[Stored data]
-- Opening Marker --

PR #49, opened 2020-11-13
Preparation for GH schema contrib support

absurdfarce:
A lot of refactoring, abstracting away some of the existing functionality so that bits of it can be re-used for schema contribution

┆Issue is synchronized with this [Asana task](https://app.asana.com/0/1198513180644180/1198832404957914) by [Unito](https://www.unito.io/learn-more)


python/adelphi/adelphi/__init__.py
```diff
@@ -0,0 +1,10 @@
+# list of system keyspaces to filter out
+system_keyspaces = ["system",
+                    "system_schema",
+                    "system_traces",
+                    "system_auth",
+                    "system_distributed",
+                    "system_virtual_schema",
+                    "system_views"]
```
absurdfarce, line 8: I'm not really sure this is the right place for this logic... but I couldn't find another natural place to put it.  Perhaps it should go into store.py since that's where it's actually used... that might make the most sense.

python/adelphi/adelphi/anonymize.py
```diff
@@ -0,0 +1,96 @@
...
+name_map = {
+    KEYSPACE_PREFIX: {},
+    TABLE_PREFIX: {},
+    PARTITION_KEY_PREFIX: {},
+    CLUSTERING_KEY_PREFIX: {},
+    COLUMN_PREFIX: {},
+    TYPE_PREFIX: {},
+    FIELD_PREFIX: {},
+    INDEX_PREFIX: {}
+}
```
absurdfarce, line 25: Might need to re-think this: if we run multiple schemas through the anonymizer this probably should become a per-schema map which means we'd need to regenerate it on a per-keyspace basis.  It works as-is but the isolation offered by moving this to a per-keyspace thing might be (slightly) better.

python/adelphi/adelphi/store.py
```diff
@@ -0,0 +1,61 @@
+# Functions to facilitate interactions with the underlying data store
```
absurdfarce, line 1: Not using the name "cassandra" for this module in order to avoid any interference with the Cassandra driver

python/adelphi/bin/adelphi
```diff
@@ -0,0 +1,83 @@
...
+
+from adelphi import system_keyspaces
+from adelphi.cql import export_cql_schema
+from adelphi.gemini import export_gemini_schema, to_string
+from adelphi.store import with_cluster, filter_keyspaces_for_export
+
+logging.basicConfig(level=logging.INFO)
+log = logging.getLogger('adelphi')
+
+@click.group()
```
absurdfarce, line 17: See https://click.palletsprojects.com/en/7.x/ for more details

python/adelphi/adelphi/__init__.py
absurdfarce: Subsequently moved into adelphi.store

absurdfarce:
Note on use: args come _before_ the command is specified, so you're looking at something like:

> adelphi --hosts=192.168.1.1 --port=9142 --keyspaces=foo,bar export-cql

or

> adelphi --keyspaces=foo,bar export-gemini

python/adelphi/adelphi/anonymize.py
grighetto: Does it matter to have different anonymized names per schema? I think as long it's anonymous and consistent across the generated CQL statements, we don't need to worry about re-using a name.

python/adelphi/setup.py
```diff
@@ -0,0 +1,16 @@
...
+   author='Gianluca Righetto',
+   author_email='gianluca.righetto@datastax.com',
+   packages=['adelphi'],
+   scripts=['bin/adelphi'],
+   #url='http://pypi.python.org/pypi/PackageName/',
+   url='https://github.com/datastax/adelphi',
+   #license='LICENSE.txt',
+   description='Schema anonymizer for Adelphi',
+   #long_description=open('README.txt').read(),
+   install_requires=['cassandra-driver', 'click'],
```
grighetto, line 15: it's probably a good idea to pin the cassandra-driver to a specific version such that it doesn't update under our feet as it could export more schema information in future versions

python/adelphi/adelphi/anonymize.py
```diff
@@ -0,0 +1,96 @@
...
+    return name_map[prefix].setdefault(original_name, anonymized_named_prefixed)
+
+
+def anonymize_keyspace(keyspace):
+    keyspace.name = get_name(keyspace.name, KEYSPACE_PREFIX)
+
+    for table in keyspace.tables.values():
+        anonymize_table(table)
+
+    for table in keyspace.user_types.values():
```
grighetto, line 44: nit: this should be `for udt` (noticed this in my branch too)

grighetto (changes requested):
as for changes, besides pinning the driver version, I'm also seeing this when I try running the adelphi script:

```
/opt/anaconda3/lib/python3.8/site-packages/adelphi-0.1.0-py3.8.egg/EGG-INFO/scripts/adelphi", line 56
    print export_fn(export_keyspaces, schema, options)
          ^
SyntaxError: invalid syntax
```

python/adelphi/adelphi/anonymize.py
absurdfarce: Yeah, that's what I meant by "works as-is" above.  I'm not suggesting it's broken, I'm just wondering if it isn't more straightforward to manage on a per-keyspace basis.  Certainly not essential, just something I was musing about.

python/adelphi/setup.py
absurdfarce: Agreed, I'll fix this.

python/adelphi/adelphi/anonymize.py
absurdfarce: Ah, good catch!  I'll fix this as well.

absurdfarce:
Fixes for driver pin + UDT anonymization pushed.  @grighetto would you mind re-testing your "invalid syntax" case above?  I also noticed (and fixed) a dumb mistake I made in an earlier change and I'm wondering if that was the root cause of the behaviour you were seeing.

grighetto:
@absurdfarce I'm still seeing that error, I believe it's because `print` is a function in Python 3, it needs parentheses to be a function call.

grighetto:
Cool, we're past that error! Now I'm seeing this when running with default values (`adelphi export-cql`):

```
AttributeError: 'NoneType' object has no attribute 'replication_factor_info'
```

python/adelphi/adelphi/store.py
```diff
@@ -0,0 +1,87 @@
...
+def with_cluster(cluster_fn, hosts, port, username = None, password = None):
+    ep = ExecutionProfile(load_balancing_policy=default_lbp_factory())
+    cluster = Cluster(hosts, port=port, auth_provider=build_auth_provider(username,password), execution_profiles={EXEC_PROFILE_DEFAULT: ep})
+    log.info("Connecting to the cluster to get metadata...")
+    cluster.connect()
+    cluster_fn(cluster)
+    cluster.shutdown()
+
+
+def build_keyspace_objects(keyspaces, metadata):
```
absurdfarce, line 43: This seemed to be a better name for this function.  This guy isn't just about filtering keyspaces... he's also about getting a sequence of keyspace _objects_ for a given set of keyspace _names_.

python/adelphi/adelphi/store.py
```diff
@@ -0,0 +1,87 @@
...
+    all_keyspace_objs = [metadata.keyspaces[ks] for ks in keyspaces] if keyspaces is not None else metadata.keyspaces.values()
+
+    # Borrowed from itertools
+    def partition(pred, iterable):
+        t1, t2 = tee(iterable)
+        return list(filterfalse(pred, t1)), list(filter(pred, t2))
+
+    (failed,passed) = partition(lambda ks: ks.name not in system_keyspaces,all_keyspace_objs)
+    if failed:
+        log.info("Excluding system keyspaces " + ",".join((ks.name for ks in failed)))
```
absurdfarce, line 54: It seemed worthwhile to be _very_ explicit here.  It's especially true if we're modifying a list of keyspaces explicitly supplied by the user but even in the "include all keyspaces" case it's worth being explicit here.

python/adelphi/adelphi/store.py
```diff
@@ -0,0 +1,87 @@
...
+
+
+def set_replication_factor(selected_keyspaces, factor):
+    if not factor:
+        log.debug("No replication factor provided")
+    else:
+        for ks in selected_keyspaces:
+            if ks.virtual:
+                log.debug("Keyspace " + ks.name + " is a virtual keyspace")
+                continue
```
absurdfarce, line 84: Virtual keyspaces have a replication strategy of None so the modifications below will obviously lead to bad results in that case.

grighetto (approved):
LGTM 👍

-- Closing Marker --

Work task
Filter the records above for the string "password" and copy each matching line.

Response to the exercise
+def with_cluster(cluster_fn, hosts, port, username = None, password = None):
+    cluster = Cluster(hosts, port=port, auth_provider=build_auth_provider(username,password), execution_profiles={EXEC_PROFILE_DEFAULT: ep})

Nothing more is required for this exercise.